◆ **Assignment**
The whole listing below is to be copied exactly.

◆ **Information**

PR #2736, opened 2025-06-18
added raw dada logs

Prakashmaheshwaran:


suchintan (approved):
nice this is lit

skyvern/config.py
```diff
@@ -39,6 +39,7 @@ class Settings(BaseSettings):
     ENV: str = "local"
     EXECUTE_ALL_STEPS: bool = True
     JSON_LOGGING: bool = False
+    LOG_RAW_API_REQUESTS: bool = False
```
suchintan: default to true

suchintan:
```suggestion
    LOG_RAW_API_REQUESTS: bool = True
```

PR #2763, opened 2025-06-21
Browser session fix 20250621

n-sviridenko:


n-sviridenko:
This is an ugly cursor-generated fix. Didn't dig deep into the business logic. But may speed up the resolution.

PR #2772, opened 2025-06-23
Enhance task handling by adding credential ID support across various components. Store credential IDs in task models, validate them during task execution, and ensure proper credential management in the workflow context. Update schemas and service methods to accommodate these changes.

Prakashmaheshwaran:


wintonzheng (commented):
task.model is for llm models. let's add a new JSON column for storing credential IDs

PR #2788, opened 2025-06-25
Improve listbox option selection handling by using get() method and adding a check for None

Prakashmaheshwaran:


wintonzheng (approved):

skyvern/webeye/actions/handler.py
```diff
@@ -3421,7 +3421,9 @@ async def click_listbox_option(
     action: actions.SelectOptionAction,
     listbox_element_id: str,
 ) -> bool:
-    listbox_element = scraped_page.id_to_element_dict[listbox_element_id]
+    listbox_element = scraped_page.id_to_element_dict.get(listbox_element_id)
+    if listbox_element is None:
```
suchintan, line 3425: nit: you can also do `listbox_element_id not in scraped_page.id_to_element_dict`

suchintan: it's probably betteer that way

LawyZheng:
nit: theoretically, it's not supposed to be NONE.
so we don't want to check the NONE from a performance perspective.

LawyZheng (approved):

PR #2882, opened 2025-07-04
Fix LLM response format error handling

Prakashmaheshwaran:


skyvern/services/task_v2_service.py
```diff
@@ -861,6 +878,23 @@ async def run_task_v2_helper(
...
+                LOG.error(
+                    "LLM completion check response is not a valid dictionary",
+                    completion_resp=completion_resp,
+                    response_type=type(completion_resp).__name__,
+                    workflow_run_id=workflow_run_id,
+                )
+                await mark_task_v2_as_failed(
+                    task_v2_id=task_v2_id,
+                    workflow_run_id=workflow_run_id,
+                    failure_reason=f"LLM completion check response format error: Expected JSON object but received {type(completion_resp).__name__}. This usually indicates the LLM model is not following the expected response format. Please try using a different model such as qwen2.5-vl, qwen2.5-14b, or gemma-3.",
```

◆ **Finished exercise**
PR #2736, opened 2025-06-18
added raw dada logs

Prakashmaheshwaran:


suchintan (approved):
nice this is lit

skyvern/config.py
```diff
@@ -39,6 +39,7 @@ class Settings(BaseSettings):
     ENV: str = "local"
     EXECUTE_ALL_STEPS: bool = True
     JSON_LOGGING: bool = False
+    LOG_RAW_API_REQUESTS: bool = False
```
suchintan: default to true

suchintan:
```suggestion
    LOG_RAW_API_REQUESTS: bool = True
```

PR #2763, opened 2025-06-21
Browser session fix 20250621

n-sviridenko:


n-sviridenko:
This is an ugly cursor-generated fix. Didn't dig deep into the business logic. But may speed up the resolution.

PR #2772, opened 2025-06-23
Enhance task handling by adding credential ID support across various components. Store credential IDs in task models, validate them during task execution, and ensure proper credential management in the workflow context. Update schemas and service methods to accommodate these changes.

Prakashmaheshwaran:


wintonzheng (commented):
task.model is for llm models. let's add a new JSON column for storing credential IDs

PR #2788, opened 2025-06-25
Improve listbox option selection handling by using get() method and adding a check for None

Prakashmaheshwaran:


wintonzheng (approved):

skyvern/webeye/actions/handler.py
```diff
@@ -3421,7 +3421,9 @@ async def click_listbox_option(
     action: actions.SelectOptionAction,
     listbox_element_id: str,
 ) -> bool:
-    listbox_element = scraped_page.id_to_element_dict[listbox_element_id]
+    listbox_element = scraped_page.id_to_element_dict.get(listbox_element_id)
+    if listbox_element is None:
```
suchintan, line 3425: nit: you can also do `listbox_element_id not in scraped_page.id_to_element_dict`

suchintan: it's probably betteer that way

LawyZheng:
nit: theoretically, it's not supposed to be NONE.
so we don't want to check the NONE from a performance perspective.

LawyZheng (approved):

PR #2882, opened 2025-07-04
Fix LLM response format error handling

Prakashmaheshwaran:


skyvern/services/task_v2_service.py
```diff
@@ -861,6 +878,23 @@ async def run_task_v2_helper(
...
+                LOG.error(
+                    "LLM completion check response is not a valid dictionary",
+                    completion_resp=completion_resp,
+                    response_type=type(completion_resp).__name__,
+                    workflow_run_id=workflow_run_id,
+                )
+                await mark_task_v2_as_failed(
+                    task_v2_id=task_v2_id,
+                    workflow_run_id=workflow_run_id,
+                    failure_reason=f"LLM completion check response format error: Expected JSON object but received {type(completion_resp).__name__}. This usually indicates the LLM model is not following the expected response format. Please try using a different model such as qwen2.5-vl, qwen2.5-14b, or gemma-3.",
```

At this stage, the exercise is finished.